Path: utzoo!attcan!uunet!bionet!snorkelwacker!usc!sdd.hp.com!samsung!zaphod.mps.ohio-state.edu!rpi!sci.ccny.cuny.edu!phri!news
From: roy@alanine.phri.nyu.edu (Roy Smith)
Newsgroups: bionet.molbio.genbank
Subject: Why do the various index files have different formats?
Message-ID: <1990Sep27.170344.2052@phri.nyu.edu>
Date: 27 Sep 90 17:03:44 GMT
Sender: news@phri.nyu.edu (News System)
Organization: Public Health Research Institute, New York City
Lines: 25


	I'm working on some software to do keyword searches on genbank using
the distributed index (.idx) files.  Everything was going fine, until
somebody asked me to use my program to figure out what locus contained a
certain accession number; it was at that point that I realized that the
gbacc.idx file is a different format from the other .idx files.  Reading the
docs, I see the gene index is the same as the acc index.

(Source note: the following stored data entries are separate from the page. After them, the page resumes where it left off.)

PR #3163, opened 2020-11-25
Debug patch for btGeneric6DofSpring2Constraint

jhwang7628:
This problem was preventing our code to work in debug build due to the btAssert check here (https://github.com/bulletphysics/bullet3/blob/master/src/LinearMath/btVector3.h#L305). I am aware of the `safeNormalize` function (https://github.com/bulletphysics/bullet3/blob/master/src/LinearMath/btVector3.h#L286), however, it does not seem to have the vectorization capability as the regular `normalization` and thus the proposed change.

### DIFF
--- a/src/BulletDynamics/ConstraintSolver/btGeneric6DofSpring2Constraint.cpp
+++ b/src/BulletDynamics/ConstraintSolver/btGeneric6DofSpring2Constraint.cpp
@@ -403,9 +403,13 @@ void btGeneric6DofSpring2Constraint::calculateAngleInfo()
 			btAssert(false);
 	}
 
-	m_calculatedAxis[0].normalize();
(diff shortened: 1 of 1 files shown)


jhwang7628:
Not sure how to fix the travis build error. Following is the build error log
```
Worker information
There was an error in the .travis.yml file from which we could not recover.
Unfortunately, we do not know much about this error.
Please review https://docs.travis-ci.com, or contact us at support@travis-ci.com with the error ID: 8d252f69a4cf46ca8682f4a64e4f41de
```
Seems like the failing builds are from `BUILD_NAME=XENIAL_CLANG DOCKER_FILE="ubuntu-xenial"` and `BUILD_NAME=TRUSTY_CLANG SUDO=sudo`

Please advise.

PR #3165, opened 2020-11-25
safely normalize in 6dof springs and small refactoring in vector3 class

jhwang7628:
This problem was preventing our code to work in debug build due to the btAssert check [here](https://github.com/bulletphysics/bullet3/blob/master/src/LinearMath/btVector3.h#L305).


jhwang7628:
Can we get some action on this?

PR #3182, opened 2020-12-04
Sharedmemory example build fix.

devnexen:
dependencies on prebuild openvr without BSD versions.


erwincoumans:
I just disabled OpenVR compilation by default, so this PR is not needed anymore.

erwincoumans:
Thanks for the help!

	Why?  I can see no advantage that the gbacc.idx format has over the
other format, and it has the big disadvantage that it is different (i.e.
programs that search the index files have to know which file they are
searching and adjust their parsing accordingly).  It seems to me that this
is just wanton lossage.  Am I missing something?

	It's certainly far too late to do anything about it now without
breaking a lot of existing software, but it sure is irrating.  Hopefully,
any additional index files that are invented in the future will stick to the
"standard" format (i.e. the one that gbkey.idx uses).  At least that way,
software developers will only have to special case a finite (and fixed)
number of indicies (currently 2).
--
Roy Smith, Public Health Research Institute
455 First Avenue, New York, NY 10016
roy@alanine.phri.nyu.edu -OR- {att,cmcl2,rutgers,hombre}!phri!roy
"Arcane?  Did you say arcane?  It wouldn't be Unix if it wasn't arcane!"